Case 1: (A) abdominal ultrasound: area of altered echogenicity in liver 37mm×21mm of axial diameter with increased vascularisation. CT angiogram: (B) axial plane, arterial phase. (C) Sagittal plane, portal venous phase. Lesion in hepatic parenchyma anterior to the vena cava in segment I and part of segments VII, IV and II, 43mm×22mm×34mm, with peripheral nodular enhancement in the arterial phase and centripetal fill-in in the portal venous phase. Case 2: (D) abdominal ultrasound: right hepatic lobe replaced by a homogeneous 90mm×50mm mass with multiple intralesional vessels, with additional focal alterations of echogenicity in the left hepatic lobe. CT angiogram: (E) coronal plane in the arterial phase. (F) Axial plane in the portal venous phase: large liver mass, 90mm×86mm×70mm, practically occupying the entire right hepatic lobe, sparing segments II, III and part of segment IV, showing marked peripheral nodular enhancement with centripetal progression during the portal venous phase. Several nodular foci with the same behaviour were also observed in the left hepatic lobe.
The second case corresponded to a full-term newborn girl with normal weight transferred to our hospital at 2 days of life for a mass in the right abdomen that extended to the right iliac fossa associated with significant abdominal distension and collateral circulation. Abdominal ultrasonography showed a mass in the right hepatic lobe, and the findings of abdominal CAT were compatible with diffuse HH (Fig. 1D–F). At 4 days of life, treatment with VCR, methylprednisolone and propranolol at 0.5mg/kg/day was initiated along with a pre-transplant evaluation. The ultrasound followup at 10 weeks of treatment showed a 70×50mm lesion, with barely discernible lesions in the left hepatic lobe, so VCR was discontinued and corticosteroid therapy was tapered off, continuing treatment with beta blockers alone from the second month of life at the maximum dose of 3mg/kg for a total duration of 15 months, which the patient tolerated well, with gradual reduction of the HH. Currently, at age 5 years, the patient is in full remission.

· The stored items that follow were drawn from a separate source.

PR #587, opened 2016-11-24
MAID-1790 MAID-1792 Refactor some mock-crust tests and helpers

Fraser999:


src/personas/data_manager.rs
```diff
@@ -897,16 +898,18 @@ impl DataManager {
...
             let error = MutationError::NetworkOther("Request expired.".to_owned());
             trace!("{:?} did not accumulate. Sending failure", data_id);
             self.send_failure(mutate_type, src, dst, data_id, message_id, error)?;
         }
         let data_name = *data.name();
-        if let Some(refresh_data) = self.cache
-            .insert_pending_write(data, mutate_type, src, dst, message_id) {
+        if let Some(refresh_data) =
+            self.cache
+                .insert_pending_write(data, mutate_type, src, dst, message_id) {
```
afck: Not important, but: would rustfmt allow these two to be on one line, since it seems to break after the `=` now?

src/mock_crust_detail/test_node.rs
```diff
@@ -157,6 +162,16 @@ pub fn create_nodes(network: &Network,
     nodes
 }
 
+/// Create a mock network of nodes handling cache data with two disjoint groups
+pub fn create_nodes_with_cache_till_split(network: &Network) -> Vec<TestNode> {
```
afck: (Should probably be renamed to `til` or `until` at some point.)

In conclusion, propranolol could be used as the first-line treatment of multifocal and diffuse HHs given its efficacy and safety, minimising the risks associated with other treatment options. We assume that, as occurs in cases of cutaneous IHs, it acts by stopping the proliferation of the mass and inducing its remission.
Please cite this article as: Baena-Gómez MA, Priego Ruiz MP, González EM, Rosa MJ, Muñoz Sánchez RM. Hemangiomas hepáticos: respuesta espectacular al tratamiento con propranolol. An Pediatr (Barc). 2015;83:435–437.